Вот кормит баба Феня обедом внука, кормит и приговаривает:
- Хлебушка, хлеба поболе ешь... Не боись, откусывай. А то как же... С хлебушком и сытый будешь. А так разве тебя накормишь. Кусай, кусай, не прилепивайся. Зубки у тебя молодые, вострые,- припевает она возле внука. Отойдет по своим делам, и снова воротится, и снова свою песню ведет:
- А хлеба чего не ешь? Это почему ж так? Либо он горький, полыном отдает?
- Баба, ну, отстань. Кто же с макаронами хлеб ест? - разъясняет внук. Там мука и там мука.
- Гос-споди... Да как же без хлеба! Без хлеба тебя не укормишь. Без хлеба ты не знай сколько смолотишь. А макароны из магазина берем, они денежку стоят. А с хлебушком оно...
Начнет внук чай пить, а баба Феня снова тут:
- Какой сахарный... Это кто же по стольку кладет? На тебя и сахару не настатишься, никаких зарплатов не хватит. А от него, от сахару, да от конфетов ваших зубы падают,- пугает она. - Да...
Внук бабкины слова слышал, и переслышал, и слушать устал. Он лишь иногда, для порядку, огрызнется: "Не боись, не выпадут",- и дело с концом.
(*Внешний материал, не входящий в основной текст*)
PR #230, opened 2016-03-30
Specify proper labels in Login and Register forms

shivamMg:
The current Register form uses 'Login' as the field label for Username. The Login form uses 'login' as field label for Username/Email.


leto:
Thanks!

PR #4277, opened 2017-08-09
Fix migration file for already existing export_jobs table

### LINKED ISSUE #4276: [Sentry]: (psycopg2.ProgrammingError) relation "export_jobs" already exists
```
ProgrammingError: (psycopg2.ProgrammingError) relation "export_jobs" already exists
 [SQL: '\nCREATE TABLE export_jobs (\n\tid SERIAL NOT NULL, \n\ttask VARCHAR NOT NULL, \n\tstarts_at TIMESTAMP WITH TIME ZONE, \n\tuser_email VARCHAR, \n\tevent_id INTEGER, \n\tPRIMARY KEY (id), \n\tFOREIGN KEY(event_id) REFERENCES events (id) ON DELETE CASCADE\n)\n\n']
(25 additional frame(s) were not displayed)
...
  File "sqlalchemy/engine/base.py", line 1189, in _execute_context
    context)
  File "sqlalchemy/engine/base.py", line 1402, in _handle_dbapi_exception
    exc_info
  File "sqlalchemy/util/compat.py", line 203, in raise_from_cause
    reraise(type(exception), exception, tb=exc_tb, cause=cause)
  File "sqlalchemy/engine/base.py", line 1182, in _execute_context
    context)
  File "sqlalchemy/engine/default.py", line 470, in do_execute
    cursor.execute(statement, parameters)
```

magdalenesuo:
Fixes #4276


magdalenesuo:
@SaptakS I think this is a better way to fix existing/non-existing table problems rather than removing the file, because it so happens that some db has the table and some don't. please check

SaptakS:
@magdalenesuo agreed. This might happen depending on whether the db was created while user was in development branch or nextgen branch since the model imports are different in the different branches. Thanks for suggesting this. Awesome!!

PR #4304, opened 2017-08-12
Pages API: Only allow `footer` or `event` in `places` attribute

### LINKED ISSUE #4303: Pages API: Only allow `footer` or `event` in `places` attribute

shubham-padia:
fixes #4303


shubham-padia:
@fossasia/open-event-server-devs Please review :)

Баба Феня тут же его окорачивает:
- У-ух, еще скусывается... Молодой, а зубатый. Научилися со старыми разговаривать. Повыучили их в школе. В старые бы времена...
Но с внуком что... С внуком баба Феня поговорить умела. А вот вечерами...
За ужин обычно садились все вместе: сын с невесткой, внуки, а баба Феня наливала, потом и сама, коли была охота, вечеряла. За ужином было труднее.
- Мама,- спрашивала невестка,- а сметана у нас есть? А ну, слазь в погреб,- приказывала она сыну.- Принеси сметану.
Баба Феня вздыхала и будто с собой разговаривала:
- Такой ныне борщ жирнючий. Прямо не мясо попалось, а сало одно. И заправку я пережаривала с маслицем. Много маслица клала, - и замолкала, поджав губы, и с немым укором глядела на всех.
Уже привыкли к этим разговорам. Уже привыкли. Но невестка нет-нет да и звякнет ложкой и мужа глазами ожгет. А сын у бабы Фени хороший. Он лишь скажет:
- Ну, чего ты, мама? Жалко, что ль...
- Мне не жалко,- дрогнет голос у бабы Фени. - Не мое, вами купленное. А только, я говорю, жирнючий борщ. И маслица я добавляла.